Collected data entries
━━━━━━━━
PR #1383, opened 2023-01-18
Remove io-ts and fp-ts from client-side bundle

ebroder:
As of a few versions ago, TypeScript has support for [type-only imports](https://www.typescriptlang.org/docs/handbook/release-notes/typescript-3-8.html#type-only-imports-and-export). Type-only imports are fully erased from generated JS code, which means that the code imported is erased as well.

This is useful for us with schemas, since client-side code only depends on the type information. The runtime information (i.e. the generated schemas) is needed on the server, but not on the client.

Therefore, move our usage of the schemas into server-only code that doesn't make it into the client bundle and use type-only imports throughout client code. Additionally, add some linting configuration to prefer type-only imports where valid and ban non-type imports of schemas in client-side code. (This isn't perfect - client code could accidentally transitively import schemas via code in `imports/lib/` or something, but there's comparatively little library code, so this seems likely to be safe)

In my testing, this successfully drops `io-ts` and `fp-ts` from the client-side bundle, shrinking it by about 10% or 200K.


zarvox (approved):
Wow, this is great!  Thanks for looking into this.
━━━━━━━━
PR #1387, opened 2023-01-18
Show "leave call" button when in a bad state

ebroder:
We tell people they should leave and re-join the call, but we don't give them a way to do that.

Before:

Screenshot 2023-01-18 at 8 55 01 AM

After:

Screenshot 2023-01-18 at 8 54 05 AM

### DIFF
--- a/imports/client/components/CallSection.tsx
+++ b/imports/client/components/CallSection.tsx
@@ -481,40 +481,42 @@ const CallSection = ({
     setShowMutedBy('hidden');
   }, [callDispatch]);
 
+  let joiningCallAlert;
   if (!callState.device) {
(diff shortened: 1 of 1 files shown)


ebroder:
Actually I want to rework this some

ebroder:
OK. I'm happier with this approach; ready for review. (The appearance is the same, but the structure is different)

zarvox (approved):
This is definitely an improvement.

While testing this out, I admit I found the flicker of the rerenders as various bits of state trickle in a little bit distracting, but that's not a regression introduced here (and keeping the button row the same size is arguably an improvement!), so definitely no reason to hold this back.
━━━━━━━━
TASK PROMPT: Please give an exact copy of the entries above, from the line with "PR #1383, opened 2023-01-18" down to the line with "As of a few", inclusive, and nothing else.

SOLUTION TO THE PROBLEM:
PR #1383, opened 2023-01-18
Remove io-ts and fp-ts from client-side bundle

ebroder:
As of a few versions ago, TypeScript has support for [type-only imports](https://www.typescriptlang.org/docs/handbook/release-notes/typescript-3-8.html#type-only-imports-and-export). Type-only imports are fully erased from generated JS code, which means that the code imported is erased as well.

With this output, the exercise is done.